PROBLEM DETAILS:
Your task is to gather the lines below that hold the string "into".

------------

Issue #1064, opened 2023-10-12
Move option parsing to the mapping layer


inancgumus:
### What?

Move the option parsing of the types (like `common`) to the mapping layer.

### Why?

* Better type-safety.
* Developer productivity increase.
* Separation of concerns.
* Moving Goja handling to the mapping layer will make the code easy to reason about, reducing the business logic's Goja dependency and simplifying the business logic code and tests.

### How?

For example, `BrowserContextOptions` parses the Goja option values and converts them into a `BrowserContextOptions` value (business language). This translation can be made in the mapping layer instead:

```go
func mapBrowser(vu moduleVU) mapping {
	...
	"newContext": func(gopts goja.Value) (*goja.Object, error) {
		b, err := vu.browser()
		if err != nil {
			return nil, err
		}
		opts, err := parseBrowserContextOptions(gopts)
		if err != nil {
			return nil, fmt.Errorf("parsing browser context options: %w", err)
		}
		bctx, err := b.NewContext(opts)
		if err != nil {
			return nil, err //nolint:wrapcheck
		}
		m := mapBrowserContext(vu, bctx)
		return rt.ToValue(m).ToObject(rt), nil
	},
	...
}
```

Then the `Browser.NewContext` can be simplified into:

```go
func (b *Browser) NewContext(opts *BrowserContextOptions) (*BrowserContext, error) {
	// ...
	browserCtx, err := NewBrowserContext(b.ctx, b, browserContextID, opts, b.logger)
	// ...
}
```

Instead of this:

------------

RESPONSE TO THE TASK:
For example, `BrowserContextOptions` parses the Goja option values and converts them into a `BrowserContextOptions` value (business language). This translation can be made in the mapping layer instead:
Then the `Browser.NewContext` can be simplified into:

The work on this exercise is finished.